Der spanische Regierungschef Mariano Rajoy soll als Zeuge im Prozess um schwere Korruptionsvorwürfe gegen Mitglieder seiner rechtskonservativen Volkspartei (Partido Popular, PP) aussagen. Das erklärte ein Sprecher des Staatsgerichtshofs am Dienstag.
Ein Datum für die Aussage stehe bislang nicht fest, sagte der Sprecher. PP-Würdenträger sollen jahrelang Schmiergelder kassiert und Firmen dafür bei der Vergabe von Aufträgen bevorzugt haben. Unter den 37 Angeklagten sind zwei ehemalige Schatzmeister von Rajoys Partei.
Hauptangeklagter ist der Geschäftsmann Francisco Correa, dessen Nachname auf Deutsch Gurt oder Gürtel bedeutet. Das im vergangenen Oktober begonnene Verfahren läuft in Spanien deshalb auch unter der deutschen Bezeichnung Gürtel-Prozess.
Rajoy ist seit 2004 Parteichef und seit 2011 Ministerpräsident. Die Partei selbst kann strafrechtlich nicht belangt werden, weil illegale Parteienfinanzierung in Spanien erst seit 2015 ein Straftatbestand ist. Für Rajoy ist die «Gürtel-Affäre», einer der grössten Korruptionsskandale in Spanien, eine schwere Last.
Affäre kostet Stimmen
Im Zuge der Affäre war 2014 die damalige PP-Gesundheitsministerin Ana Mato zurückgetreten. Sie wird in der Schmiergeldaffäre zwar nicht als Verdächtige geführt, soll aber von den mutmasslichen Vergehen ihres angeklagten Ex-Mannes Jesús Sepúlveda profitiert haben, als dieser zwischen 2003 und 2009 Bürgermeister des Madrider Vororts Pozuelo de Alarcón war.
Der Korruptionsskandal kostete Rajoys Partei viele Stimmen. Zwischen 2011 und Ende 2015 stand Rajoy an der Spitze einer PP-Regierung, die sich auf eine absolute Mehrheit im Parlament stützen konnte.
Danach war er nur geschäftsführend im Amt, weil er es nach der Parlamentswahl vom Dezember 2015 nicht schaffte, eine Koalition zu schmieden und sich so eine Regierungsmehrheit zu sichern.

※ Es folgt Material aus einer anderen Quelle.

PR #13781, opened 2024-06-14
[GPU] Let the on-disk kernel compilation cache grow.

sergachev:


xla/debug_options_flags.cc
```diff
@@ -1739,14 +1739,11 @@ void MakeDebugOptionsFlags(std::vector<tsl::Flag>* flag_list,
...
-      debug_options->xla_gpu_kernel_cache_file(),
-      "Path to a file to cache compiled kernels. If the file doesn't exist "
-      "write the compilation cache of the first compiled HLO module into it."
-      "Once the file exists, further compilations will read it to reuse "
-      "the kernels, but not write it. This behavior may change later."));
+  flag_list->push_back(
+      tsl::Flag("xla_gpu_kernel_cache_file",
+                string_setter_for(&DebugOptions::set_xla_gpu_kernel_cache_file),
+                debug_options->xla_gpu_kernel_cache_file(),
+                "Path to a file to cache compiled kernels."));
```
tdanyluk, line 1746: Some explanation about the usage of the file would still be helpful.

xla/service/gpu/gpu_compiler.cc
```diff
@@ -2003,34 +2010,45 @@ absl::StatusOr<GpuCompiler::BackendCompileResult> GpuCompiler::CompileAndLink(
...
-        VLOG(2) << "Stored " << cache.entries_size() << " / "
-                << binaries_to_cache.size();
+      if (stored_kernel_count > 0) {
+        TF_RETURN_IF_ERROR(
+            tsl::WriteStringToFile(tsl::Env::Default(), resolved_path,
+                                   disk_cache.SerializeAsString()));
+        VLOG(2) << "Stored " << stored_kernel_count << " / "
+                << binaries_to_cache.size() << " kernels in the cache file.";
       }
     }
```
tdanyluk, line 2053: Maybe this could go to 1 or 2 separate function(s). We could also consider this for the lines 1985-2017, but I can't add a comment there.

xla/service/gpu/gpu_compiler.cc
```diff
@@ -2003,34 +2010,45 @@ absl::StatusOr<GpuCompiler::BackendCompileResult> GpuCompiler::CompileAndLink(
...
-        auto it = entries->find(name);
-        if (it == entries->end()) {
-          continue;
+      VLOG(2) << "Using " << loaded_kernel_count << " / "
+              << current_cache.entries_size() << " cached kernels.";
+    }
+    if (!binaries_to_cache.empty()) {
+      CompilationCacheProto disk_cache;
+      if (cache_file_exists) {
+        // Load the unmodified existing cache file to augment it.
```
tdanyluk, line 2022: I think that now the code has the following overall logic:
1. load full cache in compile_module_to_llvm_ir.cc/LoadCache
2. filter out the needed kernels when doing `results.kernel_compilation_cache =
        ir_emitter_context.kernel_cache().Export();`
3. read the full cache again, add the new results to it, and write it out in gpu_compiler.cc

Would it be possible to simplify this flow or at least try to move all the cache reading and writing functions to one file, maybe kernel_reuse_cache.cc?
(e.g. why filter kernels if we load the discarded ones again? But maybe it makes sense from some perspective)
Now the logic of the caching is a bit hard to follow for me, because we have some kernel caching logic "here and there".

(This could be done in a separate CL potentially, if that makes sense.)

tdanyluk (commented):
Thanks, I think it's great, but added some comments.

xla/debug_options_flags.cc
sergachev: done

xla/service/gpu/gpu_compiler.cc
sergachev: Moved this part into UpdateDiskKernelCache(). The other part does not look clearer as a separate function - I tried.

xla/service/gpu/gpu_compiler.cc
sergachev: Filtering is done to avoid linking unused kernels potentially present in the cache into the current executable. Another complexity for the overall flow is that at present not all compiled kernels are cacheable because of how llvm::SplitModule() works, I'll submit a patch there making it more convenient.
I'll draw a diagram and see what can be simplified.

xla/service/gpu/kernel_reuse_cache.h
```diff
@@ -88,6 +92,14 @@ class KernelReuseCache {
   absl::flat_hash_set<std::string> hits_;
 };
 
+// Add kernels to the cache file. Binaries are taken from binaries_to_cache,
+// all other kernel properties are taken from current_cache.
+// do_append makes an existing file be loaded first.
+absl::Status UpdateDiskKernelCache(
+    absl::string_view path, bool do_append,
+    const CompilationCacheProto& current_cache,
+    absl::Span<const KernelReuseCache::NamedBinary> binaries_to_cache);
```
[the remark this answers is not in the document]
sergachev: done

tdanyluk (approved):
thanks

PR #13799, opened 2024-06-14
Enable dot algorithms for AMD GPUs

hsharsha:


xla/service/gpu/dot_algorithm_support_test.cc
```diff
@@ -143,8 +159,23 @@ TEST_P(DotAlgorithmSupportTest, AlgorithmIsSupportedFromCudaCapability) {
...
+    GetRocmComputeCapability().gfx9_mi100_or_later();
+    if (TF_ROCM_VERSION < params.min_rocm_version &&
+        (params.input_storage_type == F8E5M2 || params.input_storage_type == F8E4M3FN) &&
+        params.output_storage_type == BF16) {
+       GTEST_SKIP() << "TODO: Unsupported F8 to BF16 in ROCm version < 6.2";
+    }
+    if (params.backend_restriction == BackendRestriction::kTritonOnly) {
+        GTEST_SKIP() << "TODO: Triton unsupported in ROCm";
+    }
+#endif //GOOGLE_CUDA
```
tdanyluk, line 177: Is it possible to do everything without ifdefs? Just get the gpu_compute_capability() and check if it holds a cuda or rocm capability.

xla/service/gpu/dot_algorithm_support_test.cc
```diff
@@ -59,35 +63,38 @@ struct Sizes {
...
+        sizes(std::get<5>(t)),
+        min_rocm_version(std::get<6>(t)) {}
 };
 
 std::string TestParamsToString(
     const TestParamInfo<TestParams::TupleType>& info) {
   const TestParams params(info.param);
   return absl::StrFormat(
-      "%s_with_input_%s_output_%s_from_cc_%d_%d_%s_c_%d_nc_%d",
+      "%s_with_input_%s_output_%s_from_cc_%d_%d_%s_c_%d_nc_%d_rocm_%d",
```
tdanyluk, line 90: Nit: the rocm version kindof belongs next to the cuda version.
Something like this:
%s_with_input_%s_output_%s_from_cc_%d_%d_rocm_%d_%s_c_%d_nc_%d

tdanyluk (commented):
Thanks it's good, just added 2 comments

hsharsha:
@tdanyluk  Can you please review, I have addressed your review comments. Thanks

xla/service/gpu/dot_algorithm_support_test.cc
dimitar-asenov: This comment is marked as resolved, but I still see a lot of `#ifdef GOOGLE_CUDA` and `#elif TENSORFLOW_USE_ROCM`. These should not be needed. Please check the compute capability using run-time methods, not macros.

dimitar-asenov (changes requested):

dimitar-asenov:
@hsharsha Tamas is OOO so I'll take care of merging this PR. I left one request for a fix and then this should be good to go. Please ping me here when it's ready.

xla/service/gpu/dot_algorithm_support_test.cc
hsharsha: @dimitar-asenov  I am not sure if I can get rid of those `#ifdefs`. In ROCm we do not store ROCM_VERSION as part of device descriptor unlike CUDA. We use TF_ROCM_VERSION which is defined in rocm_configs.h file. I plan to change this but in a different commit.

dimitar-asenov: @hsharsha Please see the discussion and solution in https://github.com/openxla/xla/pull/13479. Let's wait for that to land then you can start using the same solution.

dimitar-asenov: That PR has landed, so you should be able to use that solution here.

hsharsha: @dimitar-asenov  Thanks for pointing me to that. I have updated this PR on the same lines of #13479

xla/service/gpu/dot_algorithm_support_test.cc
```diff
@@ -102,11 +105,18 @@ class DotAlgorithmSupportTest
...
+          .default_stream_executor()
+          ->GetDeviceDescription();
+  }
+  se::GpuComputeCapability GetGpuComputeCapability() {
+    return GetDeviceDescription()
+        .gpu_compute_capability();
+  }
+
+  bool IsCUDA() {
+      return std::holds_alternative<se::CudaComputeCapability>(GetGpuComputeCapability());
```
dimitar-asenov, line 119: Please don't define this function. See comment below.

xla/service/gpu/dot_algorithm_support_test.cc
```diff
@@ -143,8 +153,25 @@ TEST_P(DotAlgorithmSupportTest, AlgorithmIsSupportedFromCudaCapability) {
       primitive_util::LowercasePrimitiveTypeName(params.output_storage_type),
       params.sizes.contracting_size, params.sizes.non_contracting_size);
 
-  if (GetCudaComputeCapability().IsAtLeast(params.min_cuda_capability.major,
-                                           params.min_cuda_capability.minor)) {
+  bool is_algorithm_supported = false;
+  if (IsCUDA()) {
```
dimitar-asenov, line 157: Please use this form:
```
if ( const auto* ccc = std::get_if<se::CudaComputeCapability>(GetGpuComputeCapability())) {
...
} else if ( const auto* rcc = std::get_if<se::CudaComputeCapability>(GetGpuComputeCapability())) {
...
}
```

This is both reasonably compact and doesn't assume that there is only Cuda and RoCM.

dimitar-asenov (changes requested):

xla/service/gpu/dot_algorithm_support_test.cc
dimitar-asenov: NP, I left a small comment and then I will merge this. Sorry for the long back and forth.

xla/service/gpu/dot_algorithm_support_test.cc
hsharsha: Submitted a new commit

dimitar-asenov (approved):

Auch nach der Parlamentswahl vom Juni 2016 war die Rajoy-Partei weit von der Mandatsmehrheit entfernt. Erst die Enthaltung der Mehrheit der sozialistischen Abgeordneten im November 2016 ermöglichte es Rajoy, nach monatelanger politischer Lähmung für eine zweite Amtszeit vereidigt zu werden.